PR #1026, opened 2023-12-15
[SYNPY-1302] add method to implement get entity permission api

danlu1:
Problem:
The original `getPermission` method uses /acl endpoint only that shows [inconsistent behavior in the case of publicly downloadable content from Synapse.](https://sagebionetworks.jira.com/browse/PLFM-8079) 

Solution:
create a `get_permissions` method that implements [GET /entity/{id}/permissions API](https://rest-docs.synapse.org/rest/GET/entity/id/permissions.html). These API factors in the entity's ACL and the user's group membership when determining the caller's permission to the entity.  

Example:
Screenshot 2023-12-15 at 9 31 28 AM

Testing:
Unit tests and integration tests are included in the PR.

### DIFF
--- a/synapseclient/client.py
+++ b/synapseclient/client.py
@@ -120,6 +120,7 @@ from synapseclient.core.upload.upload_functions import (
 from synapseclient.core.dozer import doze
 from typing import Union
 from opentelemetry import trace
+from dataclasses import dataclass
 
 tracer = trace.get_tracer("synapseclient")
 
@@ -2312,6 +2313,28 @@ class Synapse(object):
                     permissions["accessType"]
                 )
         return list(effective_permission_set)
+
+    @tracer.start_as_current_span("Synapse::get_permissions")
+    def get_permissions(
+        self, entity: Union[Entity, Evaluation, str, collections.abc.Mapping]
+    ):
+        """Get the permissions that the caller has on an Entity.
+        https://rest-docs.synapse.org/rest/org/sagebionetworks/repo/model/auth/UserEntityPermissions.html
+
+        :param entity:      An Entity or Synapse ID to lookup
+
+        :returns:           An Permission object
+        Example::
+            permissions = syn.get_permissions("syn12345")
+            permissions = syn.get_permissions(Entity Object)
+            permissions.access_types # to view the access types
+
+        """
+        entity_id = id_of(entity)
+        trace.get_current_span().set_attributes({"synapse.id": entity_id})
+        url = f"/entity/{entity_id}/permissions"
+        data = self.restGET(url)
+        return Permissions(data)
 
     @tracer.start_as_current_span("Synapse::setPermissions")
     def setPermissions(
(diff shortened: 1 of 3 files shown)


synapseclient/client.py
```diff
@@ -2313,6 +2314,28 @@ def getPermissions(
...
         return list(effective_permission_set)
 
+    @tracer.start_as_current_span("Synapse::get_permissions")
+    def get_permissions(
+        self, entity: Union[Entity, Evaluation, str, collections.abc.Mapping]
+    ):
+        """Get the permissions that the caller has on an Entity.
+        https://rest-docs.synapse.org/rest/org/sagebionetworks/repo/model/auth/UserEntityPermissions.html
+
+        :param entity:      An Entity or Synapse ID to lookup
```
BryanFauble, line 2324: Let's swap to using google style docstrings as that's what we want to use moving forward.

https://github.com/Sage-Bionetworks/synapsePythonClient/blob/a8bc6a899bfda682c998043bd5f813386dd9c1e6/synapseclient/client.py

For an example of what it looks like for the new doc pages.

In VSC my `Auto Docstring: Docstring Format` is set to:
`google-notypes`

synapseclient/client.py
```diff
@@ -2313,6 +2314,28 @@ def getPermissions(
                 )
         return list(effective_permission_set)
 
+    @tracer.start_as_current_span("Synapse::get_permissions")
+    def get_permissions(
+        self, entity: Union[Entity, Evaluation, str, collections.abc.Mapping]
+    ):
```
BryanFauble, line 2320: Set a return type on the function

synapseclient/client.py
```diff
@@ -5247,3 +5270,146 @@ def _return_rest_body(self, response):
         if is_json(response.headers.get("content-type", None)):
             return response.json()
         return response.text
+
+
+@dataclass
+class Permissions:
```
BryanFauble, line 5276: Let's move this out to a `models` directory to limit the amount of new content that we add to the `client.py`.

https://github.com/Sage-Bionetworks/synapsePythonClient/blob/SYNPY-1322-OOP-POC/synapseclient/models/__init__.py is an example of what I had done for the Object-Oritentated-Programming PoC.

We could add this `Permissions` dataclass to both:
`synapseclient/models/__init__.py`
and
`synapseclient/__init__.py`

To allow either import.

synapseclient/client.py
```diff
@@ -5247,3 +5270,146 @@ def _return_rest_body(self, response):
...
+    """
+    The permission a User has for a given Entity.
+
+    Attributes:
+        can_view (Boolean): Can the user view this entity?
```
BryanFauble, line 5281: Let's plan to not include types in the docstring as `mkdocstrings` will automatically grab this information based off the typehint of the field.

synapseclient/client.py
```diff
@@ -5247,3 +5270,146 @@ def _return_rest_body(self, response):
...
+        can_enable_inheritance (Boolean): (Read Only) Can the user delete the entity's access control list (so it inherits settings from an ancestor)?
+        owner_principal_id (Integer): (Read Only) The principal ID of the entity's owner (i.e. the entity's 'createdBy')
+        can_public_read (Boolean): (Read Only) Is this entity considered public?
+        can_moderate (Boolean): Can the user moderate the forum associated with this entity? Note that only project entity has forum.
+        is_certification_required (Boolean): (Read Only) Is the certification requirement enabled for the project of the entity?
+        is_entity_open_data (Boolean): (Read Only) Returns true if the Entity's DateType equals 'OPEN_DATA', indicating that the data is safe to be released to the public.
+    """
+
+    can_view: bool = None
+    """Can the user view this entity?"""
```
BryanFauble, line 5302: Formatting might look a little better to add a new line inbetween the docstring and the new attribute below.

synapseclient/client.py
```diff
@@ -5247,3 +5270,146 @@ def _return_rest_body(self, response):
...
+    can_public_read: bool = None
+    """(Read Only) Is this entity considered public?"""
+    can_moderate: bool = None
+    """Can the user moderate the forum associated with this entity? Note that only project entity has forum."""
+    is_certification_required: bool = None
+    """(Read Only) Is the certification requirement enabled for the project of the entity?"""
+    is_entity_open_data: bool = None
+    """(Read Only) Returns true if the Entity's DateType equals 'OPEN_DATA', indicating that the data is safe to be released to the public."""
+
+    def __init__(self, data: dict):
```
BryanFauble, line 5338: I'm not sure this is how we should create an instance of this class. The reason is that if you are overriding the init dunder method than it prevent you from creating a Permissions instance like:
```
my_other_permissions = Permissions(can_view=True)
print(my_other_permissions)
```

This might make more sense:
```
    @classmethod
    def from_dict(cls, data: dict) -> "Permissions":
        """
            Convert a data dictory to an instance of this dataclass.
        """
        return cls(
            can_view=data["canView"],
            can_edit=data["canEdit"],
            can_move=data["canMove"],
            can_add_child=data["canAddChild"],
            can_certified_user_edit=data["canCertifiedUserEdit"],
            can_certified_user_add_child=data["canCertifiedUserAddChild"],
            is_certified_user=data["isCertifiedUser"],
            can_change_permissions=data["canChangePermissions"],
            can_change_settings=data["canChangeSettings"],
            can_delete=data["canDelete"],
            can_download=data["canDownload"],
            can_upload=data["canUpload"],
            can_enable_inheritance=data["canEnableInheritance"],
            owner_principal_id=data["ownerPrincipalId"],
            can_public_read=data["canPublicRead"],
            can_moderate=data["canModerate"],
            is_certification_required=data["isCertificationRequired"],
            is_entity_open_data=data["isEntityOpenData"],
        )
```

In the `get_permissions` function:
`return Permissions.from_dict(data)`


Thoughts?

tests/integration/synapseclient/integration_test.py
```diff
@@ -870,3 +870,293 @@ def test_get_permissions_for_project_with_public_and_registered_user(self):
...
+        "integration_test::TestPermissionsOnEntityForCaller::test_get_permissions_default"
+    )
+    def test_get_permissions_default(self):
+        # GIVEN a project created with default permissions of administrator
+        project_with_default_permissions: Entity = self.syn.store(
+            Project(name=str(uuid.uuid4()) + "test_get_permissions_default_permissions")
+        )
+        self.schedule_for_cleanup(project_with_default_permissions)
+
+        # AND the user that created the project
```
BryanFauble, line 891: Remove this commented out code

tests/integration/synapseclient/integration_test.py
```diff
@@ -870,3 +870,293 @@ def test_get_permissions_for_project_with_public_and_registered_user(self):
...
+            "CREATE",
+            "MODERATE",
+            "DOWNLOAD",
+        ]
+        assert set(expected_permissions) == set(permissions.access_types)
+
+    @tracer.start_as_current_span(
+        "integration_test::TestPermissionsOnEntityForCaller::test_get_permissions_for_project_with_public_and_registered_user"
+    )
+    def test_get_permissions_for_project_with_public_and_registered_user(self):
```
BryanFauble, line 1090: Is this test testing what we want out of it given that `get_permissions` only grabs the current logged in user permissions on an entity? Are we still able to get what the public user id: `273949` has as far as permissions?

synapseclient/client.py
```diff
@@ -2313,6 +2314,28 @@ def getPermissions(
                 )
         return list(effective_permission_set)
```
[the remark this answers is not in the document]
BryanFauble: Thinking about this:
The current `getPermissions` is doing what we would want a new `get_acl` function does. So perhaps we could create a new function named `get_acl`, cut the logic out of `getPermissions` and call `get_acl` from the current `getPermissions` function.


-----

When you add a deprecation warning on this you'll need to test what it looks like in the mkdocs.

## ACTIVITY
Show all lines in the entries above where the word "github" appears.

## RESULT BELOW
https://github.com/Sage-Bionetworks/synapsePythonClient/blob/a8bc6a899bfda682c998043bd5f813386dd9c1e6/synapseclient/client.py
https://github.com/Sage-Bionetworks/synapsePythonClient/blob/SYNPY-1322-OOP-POC/synapseclient/models/__init__.py is an example of what I had done for the Object-Oritentated-Programming PoC.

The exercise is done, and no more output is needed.